Pony datastructures can of course take arbitrary shapes, have arbitrary depths, and most fun of all - have circular references. That seems like a really hard problem to solve correctly until we look at the Pony’s sourcecode for cut and pasteinspiration:
/// Describes a type to the runtime.
typedef const struct _pony_type_t
{
uint32_t id; // unique type id (used for pattern matching / type tests)
uint32_t size; // instance size in bytes
uint32_t field_count; // number of fields (used by the tracing GC)
uint32_t field_offset; // byte offset where the traced fields begin
void* instance; // singleton instance, for types that have one (e.g. primitives)
pony_trace_fn trace; // GC trace function for this type's fields
pony_dispatch_fn dispatch; // actor message dispatch (NULL for non-actors)
pony_final_fn final; // finaliser, or NULL
uint32_t event_notify; // field index of the ASIO event notifier, or -1
bool might_reference_actor; // GC optimisation: skip if it can't reach an actor
uintptr_t** traits; // trait ids this type implements (for trait-based matching)
void* fields; // field descriptor table (field type descriptors)
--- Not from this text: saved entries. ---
PR #307, opened 2015-07-06
Added separate temporal-spatial plaquette

AlexVaq:
This should add the missing feature

### DIFF
--- a/include/quda.h
+++ b/include/quda.h
@@ -799,8 +799,18 @@ extern "C" {
                       const void* const u_link,
                       const QudaGaugeParam* param);
 
+  /**
+   * Computes the spatial and temporal plaquette of the loaded gauge configuration.
+   */
+  void plaqCuda(double&, double&);
+
+  /**
+   * Performs APE smearing on gaugePrecise and stores it in gaugeSmeared
+   * @param nSteps Number of steps to apply.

void* vtable; // method vtable — variable-length, must be last
} pony_type_t;
Won’t you look at that. pony_trace_fn already exists and provides a method to trace all its fields. The GC already knows how to do this, we simply copybecome inspired by the existing GC logic and instead of doing GC “stuff”, do our accounting. It will navigate the object graph for us. We don’t need to know how, we just reuse what’s already there. Whatever the GC would consider to be a part of the object graph, we enumerate.
In Conclusion
In writing this I did find some runtime optimizations. Specifically I noticed that when people wrote code like this:
var buf = recover String end
for f in /* some loop here */ do
/* some stuff */
buf.push(/* some character */)
end
That since small pony allocations had a minimum size of 32 bytes, and String expanded on powers of two - we had four unnecessary allocations totalling 160 bytes, when it was always capable of expanding in the fist allocation.
| String “Size” | String “_alloc” | small Allocated | Total Allocation |
|---|---|---|---|
| 0 | 2 | 32 new | 32 |
| 1 | 2 | 32 | 32 |
| 2 | 4 | 32 new | 64 |
| 3 | 4 | 32 | 64 |
| 4 | 8 | 32 new | 96 |
| 5 | 8 | 32 | 96 |
| 6 | 8 | 32 | 96 |
| 7 | 8 | 32 | 96 |
| 8 | 16 | 32 new | 128 |
| 9 | 16 | 32 | 128 |
| 10 | 16 | 32 | 128 |
| 11 | 16 | 32 | 128 |
| 12 | 16 | 32 | 128 |
| 13 | 16 | 32 | 128 |
| 14 | 16 | 32 | 128 |
| 15 | 16 | 32 | 128 |
| 16 | 32 | 32 new | 160 |
Fixed in PR#5518
How much of a difference did that make?
In one of my production applications that parsed stupidly large json files, it reduced the maximum RSS for the process from 3.2G to 1.8G.
Substantial.
What’s next?
Now we have all the pieces for remote instrumentation of applications. Watch this space!